JavaScript also implicitly creates an object string out of a primitive string whenever you access a property, since only objects can have properties:

var s = "Hi! I'm a string!";
s.property = 6;  // s implicitly coerced to object string, property added
console.log(s.property);  // => undefined
// property was added to the object string, but then the object string was
// discarded as s still contained the primitive string. then s was coerced again
// and the property was missing as it was only added to an object whose reference
// was immediately dropped.

You almost never want an object string because of its quirks (e.g., an empty object string is truthy), so rather than using new String, you almost always want String instead. String without new can even convert an object string back into a primitive string:

typeof String(new String("Hi!
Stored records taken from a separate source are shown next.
PR #636, opened 2020-04-07
fixed money position logic on gym battle win #522

### LINKED ISSUE #522: [BUG]  Gym Leader 'Money Earned' Positioning
When a Gym Leader is defeated (in a rematch, have not tested first victories but don't expect the behaviour to change), the '+##,###' pop-up appears in the top-right of the screen, rather than over the PokeDollars counter.

IshaD: Yeah this happens with all gym money, probably because the modal messes with the position.

BaineGames:
Closes #522 
- Added ID to the h1 title as a default reference to use in the animate money function.

### DIFF
--- a/src/index.html
+++ b/src/index.html
@@ -148,6 +148,7 @@
 
 <div class="container">
     <div class="row justify-content-center">
+        <!--The id title is needed for a default marker for money animation to display when not in a wild battle where the playerMoney span is not visible-->
         <h1 id="gameTitle">Pokéclicker</h1>
     </div>
     <div class="row justify-content-lg-center" style="text-align: center">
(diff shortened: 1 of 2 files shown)


src/index.html
```diff
@@ -148,7 +148,7 @@
 
 <div class="container">
     <div class="row justify-content-center">
-        <h1>Pokéclicker</h1>
+        <h1 id="gameTitle">Pokéclicker</h1>
```
Ishadijcks, line 151: Can you add a comment here explaining that the money is showed here. Good chance we will remove this title in the future.

BaineGames: sure

PR #649, opened 2020-04-09
Add a check to see if any KeyItems should be gained on load

Ishadijcks:
Only needed in case requirements change between saves.


Ishadijcks:
I suspected this could cause some issues with the initialization order. So far no issues have been reported by Sentry so I think it works

PR #661, opened 2020-04-16
Update gameMenu.html

InQuognito:
Suggestion: Rename to 'Menu' for clarity and to save space


RedSparr0w:
I personally prefer `Start Menu` over `Menu` but i'll let @Ishadijcks decide if this should be changed or not.

Ishadijcks:
Same, that's what it's called in the games

PR #667, opened 2020-04-21
Always generate the max number of daily deals in Underground

### LINKED ISSUE #666: Always generate at least one daily deal
On this day, April 21 2020, the daily deal generator can be empty. There should always be at least one daily deal.

fujnw:
Not **always**, but with very very high probability.
Closes #666

Deals on 2020-04-21:
image


Ishadijcks:
Nice, there are some slight issues however. Because of the for loop it always does the 10 * max tries, even if it is done after max tries. Can you rewrite it to a while loop like
```
int i = 0;
while(i < maxTries && deals.length < maxDeals) {
i++
...
}
```
This doesn't waste performance without the risk of an inifinite loop.

fujnw:
Done @Ishadijcks

Issue #573, opened 2020-03-11
[BUG REPORT] Lag when sorting Pokemon by Attack


Ishadijcks:
Submitter: Joshua Myers
When I have the pokemon list in the bottom left sorted to "Attack and reverse checked" the game behaves oddly. It's like a stutter or lag. Not really sure how to describe it. More like buffering, like when you are loading a video. I've cleared my cookies and cache. This also didn't start happening until today or yesterday.

RedSparr0w:
Strange, nothings changed on the live developement version recently

Ishadijcks:
Odd indeed, let's hope someone can reproduce it

danfroese:
I only notice lag when using xAttack items, but it's pretty extreme. Could be a related issue with attack calculation?

Ishadijcks:
I think so, it only seems to happen whenever the game has been running for a while though.

RedSparr0w:
Lag is also more extreme when sorting by level iirc

PR #684, opened 2020-06-05
Fix Lurking Computed Observers

Aegyo:
This pull request fixes at least one cause of pokeclicker accumulating memory as you play.
The main source of memory leaking it fixes is from clickAttacks

All of the changes are changing ko.computed into ko.pureComputed wherever possible.

A ko.computed will subscribe to any observables that it sees, which adds this ko.computed to an update list on each observable. When we lose any normal references to this computed (eg, a variable or DOM node), we expect the garbage collector to free up the memory. Since the computed is still referenced in this hidden update list of one or more observables, the garbage collector thinks we still want the function and does not free its memory.

This happens every time we calculate click attack (eg, every time we do a clickAttack), because we are checking if the x attack item is active by creating a computed, evaluating it, and then forgetting about. Except the effectList remembers every single one of those computed functions.

We can solve this in two ways:
1. Make sure to call dispose() on the computed when we are done with it
2. Use a pureComputed instead

A pureComputed will unsubscribe from all observables when it no longer has any subscribers to itself. This method is only a problem for computeds that we want to stay subscribed even if nothing is subscribed to itself, because we want the computed to perform some side effect when an observable changes - for example, creating a notification.

I have changed as many computed functions as I can to pureComputed, and eyeballed the remaining ones to see if they are disposed properly. The minesquare one in Underground looks possibly leaky.

### DIFF
--- a/src/scripts/GameHelper.ts
+++ b/src/scripts/GameHelper.ts
@@ -5,10 +5,10 @@ class GameHelper {
     public static counter = 0;
     public static currentTime: KnockoutObservable<Date> = ko.observable(new Date());
     public static tomorrow: Date = GameHelper.getTomorrow();
-    public static msUntilTomorrow: KnockoutComputed<number> = ko.computed(function () {
+    public static msUntilTomorrow: KnockoutComputed<number> = ko.pureComputed(function () {
         return Number(GameHelper.tomorrow) - Number(GameHelper.currentTime());
     });
-    public static formattedTimeUntilTomorrow: KnockoutComputed<string> = ko.computed(function () {
+    public static formattedTimeUntilTomorrow: KnockoutComputed<string> = ko.pureComputed(function () {
         let milliseconds = GameHelper.msUntilTomorrow();
         const hours = Math.floor(milliseconds / GameHelper.MS_IN_HOUR);
         milliseconds -= hours * GameHelper.MS_IN_HOUR;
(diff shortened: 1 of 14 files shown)


Aegyo:
I ran into this memory leak when I was trying to create an autoclicker that didn't lag the game. I used clickAttack instead of the more powerful pokemon attack for no reason whatsoever, and watching my memory get consumed rather rapidly.

You can observe this yourself on `develop` branch, and then this branch to compare the difference, by running this code below:

```
class Idler {
    constructor(idleFunction) {
        this._function = idleFunction;
        this.loops = 0;
        this.functionCalls = 0;
        this.looping = false
    }

    start() {
        this.loops++;
        requestIdleCallback(this.loop.bind(this));
        this.looping = true;
    }

    stop() {
        if (this.looping) {
            this.shouldStop = true
        }
    }

    loop(deadline) {
        if (this.shouldStop) {
            this.looping = false
            this.shouldStop = false
            return
        }
        
        while (deadline.timeRemaining() > 0) {
            let finished = this._function();
            this.functionCalls++;
            if (finished) {
                return;
            }
        }

        this.start();
    }
}

autoclicker = new Idler(function(){App.game.gameState === GameConstants.GameState.gym ? GymBattle.clickAttack() : Battle.clickAttack()})
```

To start autoclicking, run `autoclicker.start()`, and to stop, `autoclicker.stop()`

Or to make your comparisons between code versions easier:
```
// Take a memory snapshot via your browser dev tools
// Make sure you are on a route

// Start auto clicking and schedule a stop after 30 seconds
autoclicker.start(); setTimeout(function(){autoclicker.stop()},30 * 1000)

// Take another memory snapshot after the money numbers slow back down to normal

// Take another one after a minute or two to convince yourself the garbage collector has done all it can
```

Ishadijcks:
Nice find, I'll deploy it to the test version

Aegyo:
This could be the cause of issue #573, but I don't have a good way to verify that.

I'm a string!"))  // => "string"

I don't know if this issue surfaces in TypeScript, but the primitive/object distinction and especially the truthiness issue becomes very odd with Boolean. For example:

var condition = new Boolean(false);
if(condition) {  // always true; objects are always truthy
    alert("The world is ending!");
}

In short, it's because of the object/primitive distinction. You almost always want primitives where you have the option.